_Activity:_ Within the listing below, please show every line carrying the string "reloadCache".

--- Source material Enclosed Below ---

Issue #114, opened 2015-01-06
integrate naive mesos cloud provider into k8s


jdef:

jdef:
:tada: we're in!

tsenart:
:8ball:

ConnorDoyle:
:cocktail:

Issue #175, opened 2015-03-13
mesos cloud provider should be configurable via config file, not pflags


jdef:
k8s cloud providers are configured via files. the mesos provider uses `mesos_master`

jdef:
resolved by #210

PR #210, opened 2015-04-08
Upstream cloud provider prep

ConnorDoyle:
Addresses a pre-requisite for moving the cloud provider implementation upstream: reading config from a file.  Related to #114.

- [X] Switch from `--mesos-master` flag to read this value from a config file
- [x] Test coverage
- [x] Documentation updates

### DIFF
--- a/README.md
+++ b/README.md
@@ -85,15 +85,6 @@ If you are running an older version of etcd you may want to consider an upgrade.
 #### kubernetes-mesos
 
 Ensure that your Mesos cluster is started.
-If you're running a standalone Mesos master on `${servicehost}` then set:
-```shell
-$ export mesos_master=${servicehost}:5050
-```
-
-Or if you have multiple Mesos masters registered with a Zookeeper cluster then set:
-```shell
-$ export mesos_master=zk://${zkserver1}:2181,${zkserver2}:2181,${zkserver3}:2181/mesos
-```
 
 Create a configuration file for the Mesos cloud provider:
 
@@ -105,7 +96,7 @@ The file content should have the following format:
 
 ```ini
 [mesos-cloud]
-	mesos-master        = leader.mesos:5050
+	mesos-master        = host:port
 	http-client-timeout = 5s
 	state-cache-ttl     = 20s
 ```
@@ -125,7 +116,6 @@ Fire up the kubernetes-mesos framework components (yes, these are **all** requir
 ```shell
 $ ./bin/km apiserver \
   --address=${servicehost} \
-  --mesos_master=${mesos_master} \
   --etcd_servers=http://${servicehost}:4001 \
   --portal_net=10.10.10.0/24 \
   --port=8888 \
@@ -134,11 +124,10 @@ $ ./bin/km apiserver \
 
 $ ./bin/km controller-manager \
   --master=$servicehost:8888 \
-  --mesos_master=${mesos_master}
+ --cloud_config=./mesos-cloud.conf
 
 $ ./bin/km scheduler \
   --address=${servicehost} \
-  --mesos_master=${mesos_master} \
   --etcd_servers=http://${servicehost}:4001 \
   --mesos_user=root \
   --api_servers=$servicehost:8888
--- a/README.md
+++ b/README.md
@@ -95,6 +95,31 @@ Or if you have multiple Mesos masters registered with a Zookeeper cluster then s
 $ export mesos_master=zk://${zkserver1}:2181,${zkserver2}:2181,${zkserver3}:2181/mesos
 ```
 
+Create a configuration file for the Mesos cloud provider:
+
+```shell
+$ edit ./mesos-cloud.conf
+```
+
+The file content should have the following format:
+
+```ini
+[mesos-cloud]
+	mesos-master        = leader.mesos:5050
+	http-client-timeout = 5s
+	state-cache-ttl     = 20s
+```
+
+**Mesos Cloud Provider Configuration Options:**
+
+- `mesos-master`: Location of the Mesos master.  This value can take the
+  form `host:port` or a canonical Zookeeper URL
+(`zk://host1:port1,host2:port2/your/znode/path`)
+- `http-client-timeout`: Time to wait for a response from the Mesos
+  master when querying the state.
+- `state-cache-ttl`: Maximum age of the cached Mesos state, after which
+  new values will be fetched.
+
 Fire up the kubernetes-mesos framework components (yes, these are **all** required for a working framework):
 
 ```shell
@@ -105,6 +130,7 @@ $ ./bin/km apiserver \
   --portal_net=10.10.10.0/24 \
   --port=8888 \
   --cloud_provider=mesos
+  --cloud_config=./mesos-cloud.conf
 
 $ ./bin/km controller-manager \
   --master=$servicehost:8888 \
--- a/README.md
+++ b/README.md
@@ -124,9 +124,10 @@ $ ./bin/km apiserver \
 
 $ ./bin/km controller-manager \
   --master=$servicehost:8888 \
- --cloud_config=./mesos-cloud.conf
+  --cloud_config=./mesos-cloud.conf
 
 $ ./bin/km scheduler \
+  --mesos_master=${mesos_masster} \
   --address=${servicehost} \
   --etcd_servers=http://${servicehost}:4001 \
   --mesos_user=root \
--- a/pkg/cloud/mesos/client.go
+++ b/pkg/cloud/mesos/client.go
@@ -19,8 +19,7 @@ import (
 )
 
 const (
-	mesosHttpClientTimeout = 10 * time.Second //TODO(jdef) configurable via fiag?
-	nodesCacheTTL          = 5 * time.Second  //TODO(jdef) configurable somehow?
+	defaultClusterName = "mesos"
 )
 
 var (
@@ -30,10 +29,10 @@ var (
 type mesosClient struct {
 	masterLock    sync.RWMutex
 	master        string // host:port formatted address
-	client        *http.Client
+	httpClient    *http.Client
 	tr            *http.Transport
 	initialMaster <-chan struct{} // signal chan, closes once an initial, non-nil master is found
-	nodes         *nodesCache
+	state         *stateCache
 }
 
 type slaveNode struct {
@@ -41,44 +40,80 @@ type slaveNode struct {
 	resources *api.NodeResources
 }
 
-type nodesCache struct {
-	sync.Mutex
-	expiresAt time.Time
-	cached    []*slaveNode
-	err       error
-	ttl       time.Duration
-	refill    func(context.Context) ([]*slaveNode, error)
+type mesosState struct {
+	clusterName string
+	nodes       []*slaveNode
 }
 
-// return the cached list of slave nodes. if needed, the cache is refreshed prior to returning the results.
-func (c *nodesCache) get(ctx context.Context) ([]*slaveNode, error) {
+type stateCache struct {
+	sync.Mutex
+	expiresAt time.Time
+	cached    *mesosState
+	err       error
+	ttl       time.Duration
+	refill    func(context.Context) (*mesosState, error)
+}
+
+// Reload the state cache if it has expired.
+func (c *stateCache) reloadCache(ctx context.Context) {
 	now := time.Now()
 	c.Lock()
 	defer c.Unlock()
 	if c.expiresAt.Before(now) {
+		log.V(4).Infof("Reloading cached Mesos state")
 		c.cached, c.err = c.refill(ctx)
 		c.expiresAt = now.Add(c.ttl)
 	} else {
-		log.V(4).Infof("returning cached slave list")
+		log.V(4).Infof("Using cached Mesos state")
 	}
+}
+
+// Returns the cached Mesos state.
+func (c *stateCache) getCachedState(ctx context.Context) (*mesosState, error) {
+	c.reloadCache(ctx)
 	return c.cached, c.err
 }
 
-func newMesosClient(md detector.Master) (*mesosClient, error) {
+// Returns the cached Mesos cluster name.
+func (c *stateCache) getClusterName(ctx context.Context) (string, error) {
+	cached, err := c.getCachedState(ctx)
+	return cached.clusterName, err
+}
+
+// Returns the cached list of slave nodes.
+func (c *stateCache) getNodes(ctx context.Context) ([]*slaveNode, error) {
+	cached, err := c.getCachedState(ctx)
+	return cached.nodes, err
+}
+
+func newMesosClient(
+	md detector.Master,
+	mesosHttpClientTimeout, stateCacheTTL time.Duration) (*mesosClient, error) {
+
 	tr := &http.Transport{}
+	httpClient := &http.Client{
+		Transport: tr,
+		Timeout:   mesosHttpClientTimeout,
+	}
+	return createMesosClient(md, httpClient, tr, stateCacheTTL)
+}
+
+func createMesosClient(
+	md detector.Master,
+	httpClient *http.Client,
+	tr *http.Transport,
+	stateCacheTTL time.Duration) (*mesosClient, error) {
+
 	initialMaster := make(chan struct{})
 	client := &mesosClient{
-		client: &http.Client{
-			Transport: tr,
-			Timeout:   mesosHttpClientTimeout,
-		},
+		httpClient:    httpClient,
 		tr:            tr,
 		initialMaster: initialMaster,
-		nodes: &nodesCache{
-			ttl: nodesCacheTTL,
+		state: &stateCache{
+			ttl: stateCacheTTL,
 		},
 	}
-	client.nodes.refill = client.pollMasterForSlaves
+	client.state.refill = client.pollMasterForState
 	first := true
 	if err := md.Detect(detector.OnMasterChanged(func(info *mesos.MasterInfo) {
 		client.masterLock.Lock()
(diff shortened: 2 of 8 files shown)


pkg/cloud/mesos/mesos.go
```diff
@@ -72,9 +89,30 @@ func (c *MesosCloud) Zones() (cloudprovider.Zones, bool) {
...
+
+// Master gets back the address (either DNS name or IP address) of the master node for the cluster.
+func (c *MesosCloud) Master(clusterName string) (string, error) {
+	clusters, err := c.ListClusters()
+	if err != nil {
+		return "", err
+	}
+	for _, name := range clusters {
+		if name == clusterName {
+			return c.client.master, nil
```
ConnorDoyle: Note to self, need to strip the port from this value.

jdef: `c.client.master` may be empty if there's no current leader

also, see : http://golang.org/pkg/net/#SplitHostPort

pkg/cloud/mesos/client.go
```diff
@@ -19,8 +19,9 @@ import (
 )
 
 const (
-	mesosHttpClientTimeout = 10 * time.Second //TODO(jdef) configurable via fiag?
-	nodesCacheTTL          = 5 * time.Second  //TODO(jdef) configurable somehow?
+	mesosHttpClientTimeout = 10 * time.Second //TODO(jdef) configurable via flag?
```
jdef: might be nice to get these into the config file, now that we have one :)

ConnorDoyle: +1, will do.

pkg/cloud/mesos/mesos.go
ConnorDoyle: Cool, good point.

jdef:
xref https://github.com/mesosphere/kubernetes-mesos/issues/175

pkg/cloud/mesos/client.go
```diff
@@ -41,30 +42,53 @@ type slaveNode struct {
...
+	return cached.clusterName, err
+}
+
+// Returns the cached list of slave nodes.
+func (c *stateCache) getNodes(ctx context.Context) ([]*slaveNode, error) {
+	cached, err := c.getCachedState(ctx)
+	return cached.nodes, err
+}
+
+func newMesosClient(md detector.Master, mesosHttpClientTimeout time.Duration, stateCacheTTL time.Duration) (*mesosClient, error) {
```
jdef: small nit: more idiomatic to declare:
```go
func newMesosClient(md detector.Master, mesosHttpClientTimeout, stateCacheTTL time.Duration) (*mesosClient, error) {
```

ConnorDoyle: Thanks James, still learning the ropes.  WIll fix.

pkg/cloud/mesos/mesos.go
```diff
@@ -52,29 +56,49 @@ func newMesosCloud() (*MesosCloud, error) {
...
+
+// Master gets back the address (either DNS name or IP address) of the master node for the cluster.
+func (c *MesosCloud) Master(clusterName string) (string, error) {
+	clusters, err := c.ListClusters()
+	if err != nil {
+		return "", err
+	}
+	for _, name := range clusters {
+		if name == clusterName {
+			return c.client.master, nil // TODO(CD): strip port here
```
ConnorDoyle: Note to self, still need to strip the port here.

pkg/cloud/mesos/mesos_test.go
```diff
@@ -0,0 +1,61 @@
...
+import (
+	"bytes"
+	"fmt"
+	"testing"
+	"time"
+
+	log "github.com/golang/glog"
+)
+
+func assert(t *testing.T, fact string, condition bool) {
```
ConnorDoyle: @jdef this `assert` definition is not idiomatic -- any suggestion for me here?  Leaning toward removing this and updating the call sites to use the expanded form.

ConnorDoyle: Removed.

ConnorDoyle:
@jdef @joerg84 PTAL

ConnorDoyle:
Thanks for the update @joerg84.

pkg/cloud/mesos/mesos_test.go
```diff
@@ -0,0 +1,58 @@
...
+
+	reader := bytes.NewBufferString(configString)
+
+	mesosCloud, err := newMesosCloud(reader)
+
+	if err != nil {
+		t.Fatalf("Creating a new Mesos cloud provider with a custom config does not yield an error: %#v", err)
+	}
+
+	if mesosCloud.client.httpClient.Timeout != time.Duration(500)*time.Millisecond {
```
ConnorDoyle: should reference some const variables here instead of repeating what's in the global default

pkg/cloud/mesos/config.go
```diff
@@ -0,0 +1,79 @@
...
+)
+
+const (
+	DefaultMesosMaster       = "localhost:5050"
+	DefaultHttpClientTimeout = time.Duration(10) * time.Second
+	DefaultStateCacheTTL     = time.Duration(5) * time.Second
+)
+
+var (
+	config *Config
```
ConnorDoyle: make this a member variable, not global

pkg/cloud/mesos/config_test.go
```diff
@@ -0,0 +1,59 @@
...
+func Test_createDefaultConfig(t *testing.T) {
+	defer log.Flush()
+
+	config := createDefaultConfig()
+
+	if config.MesosMaster != "localhost:5050" {
+		t.Fatalf("Default config has the expected MesosMaster value")
+	}
+
+	if config.MesosHttpClientTimeout.Duration != time.Duration(10)*time.Second {
```
ConnorDoyle: DRY: reference const variables here

pkg/cloud/mesos/config_test.go
```diff
@@ -0,0 +1,59 @@
...
+
+	if err != nil {
+		t.Fatalf("Reading configuration does not yield an error: %#v", err)
+	}
+
+	if getConfig().MesosMaster != "leader.mesos:5050" {
+		t.Fatalf("Parsed config has the expected MesosMaster value")
+	}
+
+	if getConfig().MesosHttpClientTimeout.Duration != time.Duration(500)*time.Millisecond {
```
ConnorDoyle: DRY: use const values

pkg/cloud/mesos/client_test.go
```diff
@@ -0,0 +1,250 @@
...
+	}
+}
+
+// test mesos.listSlaves
+func Test_listSlaves(t *testing.T) {
+	defer log.Flush()
+	md := FakeMasterDetector{}
+	httpServer, httpClient, httpTransport := makeHttpMocks()
+	defer httpServer.Close()
+	cacheTTL, _ := time.ParseDuration("500ms")
```
ConnorDoyle: cacheTTL = 500 * time.Millisecond

pkg/cloud/mesos/client_test.go
```diff
@@ -0,0 +1,250 @@
...
+	}
+}
+
+// test mesos.clusterName
+func Test_clusterName(t *testing.T) {
+	defer log.Flush()
+	md := FakeMasterDetector{}
+	httpServer, httpClient, httpTransport := makeHttpMocks()
+	defer httpServer.Close()
+	cacheTTL, _ := time.ParseDuration("500ms")
```
ConnorDoyle: 500*time.Millisecond

pkg/cloud/mesos/config.go
```diff
@@ -0,0 +1,79 @@
...
+	Mesos_Cloud Config
+}
+
+type Config struct {
+	MesosMaster            string          `gcfg:"mesos-master"`
+	MesosHttpClientTimeout WrappedDuration `gcfg:"http-client-timeout"`
+	StateCacheTTL          WrappedDuration `gcfg:"state-cache-ttl"`
+}
+
+type WrappedDuration struct {
```
jdef: it looks like @sttts wants the same thing as part of #246. should probably put this is a common place. also, should probably use an anonymous member here instead. for an example, see how k8s wraps Time: https://github.com/GoogleCloudPlatform/kubernetes/blob/master/pkg/util/time.go

ConnorDoyle: Two questions:

1. This will eventually (hopefully soon) be moved upstream.  I could put it in a common location at that time.
1. Wrapping every function we want to call on the underlying thing as in the linked example seems silly to me.  Is is really necessary?  If calling code want to invoke functions that we didn't think to wrap, they will have to go to the underlying member anyhow, or add more wrappers.  Then again, maybe I didn't understand what part of the linked code you were referring to.

jdef: Sorry I should have explained myself. We don't want to duplicate all the methods like they do. I was trying to point out that:
```go
type Duration struct {
   time.Duration
}
```
is more idiomatic than:
```go
type WrappedDuration struct {
    Duration time.Duration
}
```

If we want to eliminate the `.Duration` but keep access to funcs on `time.Duration` then we can declare this way:
```go
type Duration struct {
   *time.Duration
}
```

So, now we can say something like this:
```go
func doSomething(d Duration) {
   fmt.Printf("number of seconds in d is %d", d.Seconds())
}
```

pkg/scheduler/service/service.go
```diff
@@ -547,7 +547,7 @@ func (s *SchedulerServer) bootstrap(hks hyperkube.Interface) (*ha.SchedulerProce
 		ReconcileCooldown: s.ReconcileCooldown,
 	})
 
-	masterUri := kmcloud.MasterURI()
+	masterUri := kmcloud.CloudProvider.MasterURI()
```
jdef: now that we're using the cloud provider to get this URI, we probably need to make sure it's initialized before we attempt to access it.

https://github.com/GoogleCloudPlatform/kubernetes/blob/release-0.14/pkg/cloudprovider/plugins.go#L66

jdef:
Like the changes. I think there's an initialization bug (commented). Has this seen any integration testing?

ConnorDoyle:
No integration testing with the latest iteration.  We spun up some pods with the changes as of cbc67a2.

pkg/scheduler/service/service.go
ConnorDoyle: Good call, thought about this when implementing and then subsequently forgot about it.  I'll change the factory function we supply when registering to be idempotent to avoid initializing multiple times.

ConnorDoyle:
I'm also adding a few final tests to boost coverage in `mesos.go`.

jdef:
SGTM

ConnorDoyle:
Ping @jdef -- added some synchronization mechanisms around cloud provider initialization to address your previous comment.  Let me know if there's anything else that sticks out, including whether you'd prefer to see the commits squashed.

ConnorDoyle:
Test coverage for the cloud provider is at 76.3%.

pkg/scheduler/service/service.go
```diff
@@ -547,7 +547,8 @@ func (s *SchedulerServer) bootstrap(hks hyperkube.Interface) (*ha.SchedulerProce
 		ReconcileCooldown: s.ReconcileCooldown,
 	})
 
-	masterUri := kmcloud.MasterURI()
+	kmcloud.AwaitInitialization() // Blocking
```
jdef: do we need to invoke cloudprovider.InitCloudProvider(...) before waiting? Not sure that this blocking call will ever return unless we do.

README.md
```diff
@@ -85,34 +85,49 @@ If you are running an older version of etcd you may want to consider an upgrade.
...
   --port=8888 \
   --cloud_provider=mesos
+  --cloud_config=./mesos-cloud.conf
 
 $ ./bin/km controller-manager \
   --master=$servicehost:8888 \
-  --mesos_master=${mesos_master}
+ --cloud_config=./mesos-cloud.conf
 
 $ ./bin/km scheduler \
```
jdef: doesn't the scheduler need a `--cloud_config` now? how else will it find the mesos master?

README.md
```diff
@@ -85,34 +85,49 @@ If you are running an older version of etcd you may want to consider an upgrade.
...
   --etcd_servers=http://${servicehost}:4001 \
   --portal_net=10.10.10.0/24 \
   --port=8888 \
   --cloud_provider=mesos
+  --cloud_config=./mesos-cloud.conf
 
 $ ./bin/km controller-manager \
   --master=$servicehost:8888 \
-  --mesos_master=${mesos_master}
+ --cloud_config=./mesos-cloud.conf
```
jdef: missing a space

pkg/cloud/mesos/mesos.go
```diff
@@ -14,67 +15,118 @@ import (
...
 )
 
 func init() {
 	cloudprovider.RegisterCloudProvider(
 		PluginName,
-		func(conf io.Reader) (cloudprovider.Interface, error) {
-			return newMesosCloud()
+		func(configReader io.Reader) (cloudprovider.Interface, error) {
+			provider, err := newMesosCloud(configReader)
+			if CloudProvider != nil {
```
jdef: should this check come before the line above it?

pkg/cloud/mesos/mesos.go
```diff
@@ -14,67 +15,118 @@ import (
...
 }
 
 type MesosCloud struct {
 	client *mesosClient
+	config *Config
+}
+
+// Blocks until the Mesos cloud provider has been initialized via the factory
+// function defined at registration time.
+func AwaitInitialization() {
```
jdef: maybe this would be more aptly named CheckInitialized():
```go
func CheckInitialized() {
  select {
    case <-initialized:
      return
    default:
      //programmer error
      panic("missing prior call to cloudprovider.InitCloudProvider for 'mesos' cloud provider")
  }
}

File: pkg/cloud/mesos/mesos.go (hunk 17 above)
Comment (ConnorDoyle) [inline pkg/cloud/mesos/mesos.go]: yep!

File: README.md (hunk 16 above)
Comment (ConnorDoyle) [inline README.md]: will fix

File: README.md (hunk 15 above)
Comment (ConnorDoyle) [inline README.md]: @jdef I'm more inclined at this point to reintroduce a --mesos_master flag to the Scheduler in order to avoid this awkward and unnecessary coupling to the cloud provider.  Will update the PR to do that shortly -- should also be able to completely remove the AwaitInitialization business (unless you think it might be useful elsewhere).

Comment (jdef) [inline README.md]: SGTM. The scheduler shouldn't need any other part of the cloud provider,
and the underlying mesos-go lib handles master detection.

**Comment by ConnorDoyle** [comment]
@jdef -- pushed that final cleanup for the scheduler and rebased.

File: pkg/scheduler/service/service.go [hunk 19]
```diff
@@ -174,8 +175,9 @@ func (s *SchedulerServer) addCoreFlags(fs *pflag.FlagSet) {
...
 	fs.BoolVar(&s.AllowPrivileged, "allow_privileged", s.AllowPrivileged, "If true, allow privileged containers.")
 	fs.StringVar(&s.ClusterDomain, "cluster_domain", s.ClusterDomain, "Domain for this cluster.  If set, kubelet will configure all containers to search this domain in addition to the host's search domains")
-	fs.Var(&s.ClusterDNS, "cluster_dns", "IP address for a cluster DNS server.  If set, kubelet will configure all containers to use this for DNS resolution in addition to the host's DNS servers")
+	fs.Var(&s.ClusterDNS, "cluster_dns", "IP address for a cluster DNS server. If set, kubelet will configure all containers to use this for DNS resolution in addition to the host's DNS servers")
 
+	fs.StringVar(&s.MesosMaster, "mesos_master", s.MesosUser, "Location of the Mesos master. The format is a comma-delimited list of of hosts like zk://host1:port,host2:port/mesos. If using ZooKeeper, pay particular attention to the leading zk:// and trailing /mesos! If not using ZooKeeper, standard URLs like http://localhost are also acceptable.")
```
jdef: The default value here should be `s.MesosMaster` (and then initialize this in the `NewSchedulerServer()` func) or `defaultMesosMaster`; not `s.MesosUser`;

README.md
```diff
@@ -85,34 +85,49 @@ If you are running an older version of etcd you may want to consider an upgrade.
...
+  --cloud_config=./mesos-cloud.conf
 
 $ ./bin/km controller-manager \
   --master=$servicehost:8888 \
-  --mesos_master=${mesos_master}
+  --cloud_config=./mesos-cloud.conf
 
 $ ./bin/km scheduler \
   --address=${servicehost} \
-  --mesos_master=${mesos_master} \
```
jdef: need to add back this flag

pkg/scheduler/service/service.go
ConnorDoyle: Cool, done.

README.md
ConnorDoyle: done.

pkg/cloud/mesos/mesos.go
```diff
@@ -14,67 +15,111 @@ import (
 )
 
 var (
-	PluginName = "mesos"
+	PluginName    = "mesos"
+	CloudProvider *MesosCloud
 
+	initialized         = make(chan struct{})
```
jdef: can we remove this now?

ConnorDoyle: Yep!

jdef:
:shipit: once comments are addressed

ConnorDoyle:
Thanks for the reviews!  Will ship when CI is done.

ConnorDoyle:
:confetti_ball: :tada: :balloon: :rocket:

--- End of Enclosed Source material ---

_Reply to the task:_
+func (c *stateCache) reloadCache(ctx context.Context) {
+	c.reloadCache(ctx)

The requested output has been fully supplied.